● WHAT YOU WILL DO: The expected output is a copy of every line in the records with the string "soon".

● DATA EXTRACT:
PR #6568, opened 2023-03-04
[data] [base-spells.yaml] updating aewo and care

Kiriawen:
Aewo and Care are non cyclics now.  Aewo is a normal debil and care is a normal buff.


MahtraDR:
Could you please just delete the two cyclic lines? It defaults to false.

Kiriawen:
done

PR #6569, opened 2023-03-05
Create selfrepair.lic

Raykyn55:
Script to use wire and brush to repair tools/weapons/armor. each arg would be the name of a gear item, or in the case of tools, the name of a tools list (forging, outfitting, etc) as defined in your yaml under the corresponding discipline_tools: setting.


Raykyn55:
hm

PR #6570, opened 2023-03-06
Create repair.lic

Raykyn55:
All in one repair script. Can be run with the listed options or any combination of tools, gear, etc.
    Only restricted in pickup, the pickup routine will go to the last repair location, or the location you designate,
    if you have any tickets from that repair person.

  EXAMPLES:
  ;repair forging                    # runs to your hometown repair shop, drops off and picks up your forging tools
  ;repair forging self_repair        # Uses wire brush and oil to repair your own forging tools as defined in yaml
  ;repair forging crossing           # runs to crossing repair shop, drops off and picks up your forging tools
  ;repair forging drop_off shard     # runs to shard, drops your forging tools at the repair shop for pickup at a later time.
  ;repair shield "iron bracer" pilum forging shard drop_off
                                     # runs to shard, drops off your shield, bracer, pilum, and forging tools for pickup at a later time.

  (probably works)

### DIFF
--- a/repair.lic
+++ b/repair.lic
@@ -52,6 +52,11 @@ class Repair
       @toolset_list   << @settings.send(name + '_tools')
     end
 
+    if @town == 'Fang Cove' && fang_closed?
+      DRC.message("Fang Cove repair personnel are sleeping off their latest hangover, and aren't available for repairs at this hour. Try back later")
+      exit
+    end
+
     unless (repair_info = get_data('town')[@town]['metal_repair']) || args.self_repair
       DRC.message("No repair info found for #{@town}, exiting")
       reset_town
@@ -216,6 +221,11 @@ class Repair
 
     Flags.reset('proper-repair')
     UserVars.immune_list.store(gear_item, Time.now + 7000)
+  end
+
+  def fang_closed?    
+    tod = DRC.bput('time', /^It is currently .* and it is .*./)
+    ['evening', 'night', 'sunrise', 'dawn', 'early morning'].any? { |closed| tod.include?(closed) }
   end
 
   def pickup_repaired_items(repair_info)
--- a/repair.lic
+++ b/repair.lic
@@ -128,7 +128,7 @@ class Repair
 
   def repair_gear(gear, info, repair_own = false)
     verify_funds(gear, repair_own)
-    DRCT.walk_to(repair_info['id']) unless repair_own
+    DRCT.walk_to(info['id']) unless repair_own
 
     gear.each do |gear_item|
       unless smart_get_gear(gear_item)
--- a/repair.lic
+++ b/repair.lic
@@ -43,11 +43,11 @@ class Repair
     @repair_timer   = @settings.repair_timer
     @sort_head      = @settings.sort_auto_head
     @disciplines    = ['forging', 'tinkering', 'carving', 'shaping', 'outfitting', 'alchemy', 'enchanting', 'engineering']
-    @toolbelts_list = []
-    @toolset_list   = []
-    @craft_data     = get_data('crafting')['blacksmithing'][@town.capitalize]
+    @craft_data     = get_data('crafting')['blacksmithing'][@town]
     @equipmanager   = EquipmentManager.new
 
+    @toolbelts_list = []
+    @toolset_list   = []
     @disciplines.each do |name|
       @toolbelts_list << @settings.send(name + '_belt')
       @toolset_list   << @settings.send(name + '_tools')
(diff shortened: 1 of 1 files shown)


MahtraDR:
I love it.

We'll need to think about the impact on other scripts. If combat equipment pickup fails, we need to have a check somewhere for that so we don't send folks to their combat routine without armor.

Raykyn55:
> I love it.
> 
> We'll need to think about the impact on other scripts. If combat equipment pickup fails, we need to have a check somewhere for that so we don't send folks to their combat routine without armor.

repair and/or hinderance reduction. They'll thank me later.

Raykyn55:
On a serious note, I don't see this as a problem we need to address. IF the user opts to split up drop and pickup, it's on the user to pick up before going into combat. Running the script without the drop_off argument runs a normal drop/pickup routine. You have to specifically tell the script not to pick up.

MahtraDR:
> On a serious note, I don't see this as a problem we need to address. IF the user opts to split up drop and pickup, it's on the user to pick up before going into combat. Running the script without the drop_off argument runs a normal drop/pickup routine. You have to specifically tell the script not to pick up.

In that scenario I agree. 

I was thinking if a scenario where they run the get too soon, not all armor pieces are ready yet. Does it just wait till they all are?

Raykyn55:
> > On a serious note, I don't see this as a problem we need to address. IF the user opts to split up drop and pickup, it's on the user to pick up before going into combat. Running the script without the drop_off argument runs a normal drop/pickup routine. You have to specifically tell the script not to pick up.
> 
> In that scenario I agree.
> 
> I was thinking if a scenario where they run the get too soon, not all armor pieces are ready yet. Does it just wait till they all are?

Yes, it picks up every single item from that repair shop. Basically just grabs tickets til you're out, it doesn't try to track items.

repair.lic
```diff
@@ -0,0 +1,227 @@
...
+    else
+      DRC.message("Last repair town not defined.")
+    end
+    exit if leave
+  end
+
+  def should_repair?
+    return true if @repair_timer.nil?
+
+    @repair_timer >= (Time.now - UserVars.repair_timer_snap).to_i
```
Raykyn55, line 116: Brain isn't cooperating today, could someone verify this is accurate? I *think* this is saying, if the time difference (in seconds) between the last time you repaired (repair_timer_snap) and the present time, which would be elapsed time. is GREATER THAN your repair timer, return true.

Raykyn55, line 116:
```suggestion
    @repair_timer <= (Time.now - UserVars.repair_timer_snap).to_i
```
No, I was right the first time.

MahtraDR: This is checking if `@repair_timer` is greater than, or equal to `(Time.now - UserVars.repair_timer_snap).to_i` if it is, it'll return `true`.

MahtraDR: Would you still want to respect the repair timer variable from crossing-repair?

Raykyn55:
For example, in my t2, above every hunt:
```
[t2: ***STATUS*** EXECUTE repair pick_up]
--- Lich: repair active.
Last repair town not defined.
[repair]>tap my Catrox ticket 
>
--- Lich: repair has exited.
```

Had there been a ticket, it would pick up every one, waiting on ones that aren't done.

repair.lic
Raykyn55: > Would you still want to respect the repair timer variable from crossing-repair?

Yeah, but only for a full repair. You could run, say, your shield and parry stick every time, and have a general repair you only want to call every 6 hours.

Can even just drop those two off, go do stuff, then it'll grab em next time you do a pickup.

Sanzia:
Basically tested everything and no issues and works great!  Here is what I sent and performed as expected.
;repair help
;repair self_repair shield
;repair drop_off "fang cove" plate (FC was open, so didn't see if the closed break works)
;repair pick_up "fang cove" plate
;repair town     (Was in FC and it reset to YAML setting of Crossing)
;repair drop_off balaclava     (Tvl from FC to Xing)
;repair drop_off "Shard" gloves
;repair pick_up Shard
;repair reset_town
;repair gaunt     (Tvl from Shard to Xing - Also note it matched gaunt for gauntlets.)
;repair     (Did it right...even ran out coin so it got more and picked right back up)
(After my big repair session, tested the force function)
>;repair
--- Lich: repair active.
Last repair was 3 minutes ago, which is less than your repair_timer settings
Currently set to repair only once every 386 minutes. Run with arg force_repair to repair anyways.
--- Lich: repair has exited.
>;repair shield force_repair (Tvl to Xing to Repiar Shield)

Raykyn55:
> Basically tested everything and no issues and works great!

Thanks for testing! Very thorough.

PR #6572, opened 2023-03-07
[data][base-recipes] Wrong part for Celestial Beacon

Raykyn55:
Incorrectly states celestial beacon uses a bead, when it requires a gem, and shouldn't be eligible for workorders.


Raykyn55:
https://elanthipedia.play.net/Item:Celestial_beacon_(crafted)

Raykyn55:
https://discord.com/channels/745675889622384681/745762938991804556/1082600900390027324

==

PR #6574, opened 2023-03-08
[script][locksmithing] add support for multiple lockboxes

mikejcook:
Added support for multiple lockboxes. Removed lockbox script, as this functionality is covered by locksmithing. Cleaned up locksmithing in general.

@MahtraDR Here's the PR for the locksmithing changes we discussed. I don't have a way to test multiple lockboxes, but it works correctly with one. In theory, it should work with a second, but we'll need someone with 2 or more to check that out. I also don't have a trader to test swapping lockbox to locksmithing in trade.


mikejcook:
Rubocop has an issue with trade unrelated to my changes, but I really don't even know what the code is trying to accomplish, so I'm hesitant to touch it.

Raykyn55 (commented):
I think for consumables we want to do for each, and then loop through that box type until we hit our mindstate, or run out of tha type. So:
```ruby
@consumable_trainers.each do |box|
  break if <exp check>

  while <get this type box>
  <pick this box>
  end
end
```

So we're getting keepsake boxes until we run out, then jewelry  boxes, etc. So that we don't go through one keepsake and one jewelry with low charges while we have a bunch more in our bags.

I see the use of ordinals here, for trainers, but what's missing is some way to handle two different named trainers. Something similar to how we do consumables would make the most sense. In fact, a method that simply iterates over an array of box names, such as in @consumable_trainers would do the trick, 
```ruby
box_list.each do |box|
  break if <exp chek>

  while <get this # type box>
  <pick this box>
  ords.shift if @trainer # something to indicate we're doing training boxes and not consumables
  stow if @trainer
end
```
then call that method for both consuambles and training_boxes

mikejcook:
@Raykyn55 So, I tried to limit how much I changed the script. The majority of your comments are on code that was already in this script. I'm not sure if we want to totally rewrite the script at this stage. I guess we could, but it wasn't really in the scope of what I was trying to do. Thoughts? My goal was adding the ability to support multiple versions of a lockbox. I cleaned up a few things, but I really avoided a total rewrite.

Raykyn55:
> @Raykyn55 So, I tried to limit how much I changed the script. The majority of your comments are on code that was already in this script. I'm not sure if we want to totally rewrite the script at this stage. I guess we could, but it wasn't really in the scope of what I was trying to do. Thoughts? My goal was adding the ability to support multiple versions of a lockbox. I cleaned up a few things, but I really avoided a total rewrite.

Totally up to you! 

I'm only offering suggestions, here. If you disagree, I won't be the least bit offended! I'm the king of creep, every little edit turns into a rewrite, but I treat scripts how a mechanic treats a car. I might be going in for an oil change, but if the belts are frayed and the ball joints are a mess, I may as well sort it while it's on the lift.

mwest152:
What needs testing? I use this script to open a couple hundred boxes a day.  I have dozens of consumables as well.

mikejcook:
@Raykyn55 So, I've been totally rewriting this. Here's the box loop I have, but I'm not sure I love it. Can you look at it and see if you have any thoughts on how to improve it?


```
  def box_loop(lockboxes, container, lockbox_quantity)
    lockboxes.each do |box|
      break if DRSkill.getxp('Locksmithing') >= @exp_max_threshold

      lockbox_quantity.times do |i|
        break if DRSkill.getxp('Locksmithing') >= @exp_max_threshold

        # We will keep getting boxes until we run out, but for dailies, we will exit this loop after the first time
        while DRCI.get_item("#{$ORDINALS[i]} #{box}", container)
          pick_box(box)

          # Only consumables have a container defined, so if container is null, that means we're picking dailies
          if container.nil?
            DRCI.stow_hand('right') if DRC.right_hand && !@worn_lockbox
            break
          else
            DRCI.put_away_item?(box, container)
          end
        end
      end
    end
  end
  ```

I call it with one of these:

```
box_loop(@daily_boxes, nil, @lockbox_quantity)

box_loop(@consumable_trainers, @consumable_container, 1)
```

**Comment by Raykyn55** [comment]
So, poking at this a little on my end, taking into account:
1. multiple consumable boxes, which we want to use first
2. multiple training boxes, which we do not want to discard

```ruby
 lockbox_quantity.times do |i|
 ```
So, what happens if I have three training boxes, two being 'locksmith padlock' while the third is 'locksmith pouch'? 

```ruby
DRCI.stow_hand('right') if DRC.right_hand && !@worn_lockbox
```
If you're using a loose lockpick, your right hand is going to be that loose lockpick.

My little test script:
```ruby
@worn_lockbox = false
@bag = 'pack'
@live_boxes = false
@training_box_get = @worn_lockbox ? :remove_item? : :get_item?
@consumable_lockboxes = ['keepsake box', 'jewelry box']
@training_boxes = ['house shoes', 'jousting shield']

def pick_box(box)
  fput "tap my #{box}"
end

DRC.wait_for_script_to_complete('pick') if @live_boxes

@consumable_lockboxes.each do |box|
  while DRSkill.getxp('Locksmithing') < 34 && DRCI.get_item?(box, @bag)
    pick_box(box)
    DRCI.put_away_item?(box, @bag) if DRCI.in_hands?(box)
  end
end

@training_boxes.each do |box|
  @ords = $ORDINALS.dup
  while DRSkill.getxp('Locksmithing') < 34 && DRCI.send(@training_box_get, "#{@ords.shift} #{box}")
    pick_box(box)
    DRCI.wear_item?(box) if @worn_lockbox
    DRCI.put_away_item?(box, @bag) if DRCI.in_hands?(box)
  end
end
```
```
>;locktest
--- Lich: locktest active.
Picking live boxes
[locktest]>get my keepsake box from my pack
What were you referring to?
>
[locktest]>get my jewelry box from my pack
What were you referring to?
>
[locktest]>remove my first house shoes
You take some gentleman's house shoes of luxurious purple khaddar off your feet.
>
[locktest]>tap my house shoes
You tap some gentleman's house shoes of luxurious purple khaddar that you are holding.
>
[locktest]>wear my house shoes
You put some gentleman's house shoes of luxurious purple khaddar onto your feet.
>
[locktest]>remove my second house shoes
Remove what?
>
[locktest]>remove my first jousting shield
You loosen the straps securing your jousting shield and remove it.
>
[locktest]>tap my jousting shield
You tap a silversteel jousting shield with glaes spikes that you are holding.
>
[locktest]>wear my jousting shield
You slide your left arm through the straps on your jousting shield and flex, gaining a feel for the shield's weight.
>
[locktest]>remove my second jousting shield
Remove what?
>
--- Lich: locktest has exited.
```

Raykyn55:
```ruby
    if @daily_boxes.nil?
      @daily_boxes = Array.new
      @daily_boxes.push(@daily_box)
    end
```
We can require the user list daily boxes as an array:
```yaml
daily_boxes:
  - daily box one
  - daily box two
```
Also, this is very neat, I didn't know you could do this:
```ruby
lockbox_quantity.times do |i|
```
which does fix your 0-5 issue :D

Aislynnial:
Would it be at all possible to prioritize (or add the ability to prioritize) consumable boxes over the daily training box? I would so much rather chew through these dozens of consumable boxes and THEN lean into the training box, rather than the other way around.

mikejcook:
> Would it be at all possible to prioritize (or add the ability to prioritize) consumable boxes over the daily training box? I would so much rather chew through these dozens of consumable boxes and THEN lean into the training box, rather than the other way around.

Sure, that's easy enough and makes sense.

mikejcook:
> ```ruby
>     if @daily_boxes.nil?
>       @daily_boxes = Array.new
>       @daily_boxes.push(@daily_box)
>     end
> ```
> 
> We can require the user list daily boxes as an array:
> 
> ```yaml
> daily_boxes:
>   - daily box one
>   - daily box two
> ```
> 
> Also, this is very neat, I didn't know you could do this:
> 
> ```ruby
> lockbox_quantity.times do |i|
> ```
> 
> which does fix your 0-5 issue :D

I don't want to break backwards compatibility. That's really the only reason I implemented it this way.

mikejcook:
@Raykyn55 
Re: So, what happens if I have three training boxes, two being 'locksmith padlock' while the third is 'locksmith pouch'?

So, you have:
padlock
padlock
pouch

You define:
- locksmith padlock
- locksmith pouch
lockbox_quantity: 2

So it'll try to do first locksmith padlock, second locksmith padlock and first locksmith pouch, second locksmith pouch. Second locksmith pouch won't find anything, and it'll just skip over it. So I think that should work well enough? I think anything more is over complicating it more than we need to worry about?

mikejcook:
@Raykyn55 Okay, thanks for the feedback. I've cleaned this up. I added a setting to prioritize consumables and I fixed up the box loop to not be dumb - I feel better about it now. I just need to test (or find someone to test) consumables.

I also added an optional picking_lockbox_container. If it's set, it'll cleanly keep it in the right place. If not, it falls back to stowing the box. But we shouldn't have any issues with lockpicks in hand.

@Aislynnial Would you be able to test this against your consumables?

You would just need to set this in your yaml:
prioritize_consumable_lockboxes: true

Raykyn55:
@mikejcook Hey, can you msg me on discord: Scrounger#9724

---

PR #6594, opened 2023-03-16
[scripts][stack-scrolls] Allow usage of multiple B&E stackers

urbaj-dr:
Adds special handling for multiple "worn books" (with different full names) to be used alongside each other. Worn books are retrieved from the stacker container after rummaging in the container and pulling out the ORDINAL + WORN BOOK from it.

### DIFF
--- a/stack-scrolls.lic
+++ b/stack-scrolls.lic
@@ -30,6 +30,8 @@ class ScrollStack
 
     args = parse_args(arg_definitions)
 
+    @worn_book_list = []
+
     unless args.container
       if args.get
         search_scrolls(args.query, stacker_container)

● RESPONSE:
I was thinking if a scenario where they run the get too soon, not all armor pieces are ready yet. Does it just wait till they all are?
> I was thinking if a scenario where they run the get too soon, not all armor pieces are ready yet. Does it just wait till they all are?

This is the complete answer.